Home
Business-Wise
Kate's Collage
"Vinny Da Vendor"
"Benny Da Buyer"
Kizer & Bender
Memory, Paper & Stamps
Category Reports
Designing Perspectives
Scene & Heard


Creative Leisure News
306 Parker Circle
Lawrence, KS 66049
Phone: 785-760-5071
Email: mike@clnonline.com


 


The trends, the issues, and productive business strategies.

Printer Version

Challenge #1: Inspiring Consumers To Print Photos

Interesting advice and comments from CLN readers.

by Nancy Nally and Peggy Braden (October 22, 2007)

(Note: The Sept. 17 edition of CLN included "Stop Worrying about Digital Scrapbooking... And worry about printing photos instead," by independent retailer Sharon Cooke. owner of Scrapbook Clubhouse in Westbrook, CT. The thoughtful, provocative article inspired the following reactions. To read Sharon's article, click on the title in the right-hand column.)

How Scrapbook Retailers Can Encourage Photo Printing, by Nancy Nally

Sharon Cooke makes an excellent point. Scrapbooking as an industry is taking a financial hit from the growth of digital photography. There isn't a built-in customer base anymore of people who are generating stacks of pictures that they are looking for "something to do with".

Also, the sheer volume of photographs that people generate with their digital cameras can intimidate people from scrapbooking their photos because the task seems so huge. MSNBC.com actually ran an article recently raising the subject of whether we are taking too many pictures because of digital cameras. (www.msnbc.msn.com/id/20763864).

Storeowners who want to increase their customer base need to encourage more printing of digital photos, and entice people who do print their photos to visit scrapbook stores. There are several ways that retailers can try to do this.

1. Offer in-store printing. This service can be offered through a complex photo kiosk or simple computer and printer. However it is done, allowing on-site printing will facilitate immediate scrapbooking of photographs. Customers can enter the store for a crop carrying their basic tools and a camera card or photo CD, print their pictures, purchase their supplies, and create a page on the spot!
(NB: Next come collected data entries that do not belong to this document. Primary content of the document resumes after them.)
PR #275, opened 2025-05-26
Delegating Plan class constructor

yasahi-hpc:
This PR aims at reusing the multidimensional Plan constructor for the 1D Plan.

### DIFF
--- a/fft/src/KokkosFFT_Plans.hpp
+++ b/fft/src/KokkosFFT_Plans.hpp
@@ -68,6 +68,14 @@ template <typename ExecutionSpace>
 inline constexpr bool is_AllowedSpace_v =
     is_AllowedSpace<ExecutionSpace>::value;
 
+auto inline maybe_null_to_shape(std::optional<std::size_t> n = std::nullopt) {
+  shape_type<1> s = {};
+  if (n) {
+    std::size_t n_tmp = n.value();
+    s                 = shape_type<1>({n_tmp});
+  }
+  return s;
+}
 }  // namespace Impl
 
 /// \brief A class that manages a FFT plan of backend FFT library.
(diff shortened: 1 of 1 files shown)


fft/src/KokkosFFT_Plans.hpp
```diff
@@ -68,6 +68,14 @@ template <typename ExecutionSpace>
 inline constexpr bool is_AllowedSpace_v =
     is_AllowedSpace<ExecutionSpace>::value;
 
+auto inline maybe_null_to_shape(std::optional<std::size_t> n = std::nullopt) {
```
science-enthusiast, line 71: The default value of `std::nullopt` is not needed for a `std::optional` parameter. The `if (n)` check will still work as expected.

science-enthusiast, line 71: Could you describe a situation where the function is called without arguments? Like `maybe_null_to_shape`.

yasahi-hpc: It is used only with an optional argument and is only used for `Plan` creation

yasahi-hpc: So, we can remove the default value

yasahi-hpc: Hi, I have fixed accordingly. Is this good for you?

science-enthusiast (approved):

fft/src/KokkosFFT_Plans.hpp
```diff
@@ -164,60 +172,8 @@ class Plan {
...
-    KOKKOSFFT_THROW_IF(m_is_inplace && m_is_crop_or_pad_needed,
-                       "In-place transform is not supported with reshape. "
-                       "Please use out-of-place transform.");
-
-    KokkosFFT::Impl::setup<ExecutionSpace, float_type>();
-    m_fft_size = KokkosFFT::Impl::create_plan(
-        exec_space, m_plan, in, out, direction, m_axes, s, m_is_inplace);
-  }
+      : Plan(exec_space, in, out, direction, axis_type<DIM>({axis}),
+             Impl::maybe_null_to_shape(n)) {}
```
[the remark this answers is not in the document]
yasahi-hpc: This is a better solution!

2. Facilitate online ordering. A computer with Internet access and an attached universal card reader can serve as a "kiosk" from which store customers can place photo orders. While they are in the store, customers can pre-plan scrapbook pages for their latest digital photos, buy the supplies, and order the prints they will need to complete the pages. This system could even earn money for the store, since major online photo services such as Shutterfly and Snapfish offer affiliate programs.

3. Partner with a local photo lab. Local photo labs are also feeling the pinch of people not printing their photos. Partner with one to drive traffic (and business) back and forth between the two stores. Offer coupons with a purchase at one that is good off of a purchase at the other. Partner on advertising. Offer drop off and pick up for the photo lab at the scrapbook store. Team up and get creative!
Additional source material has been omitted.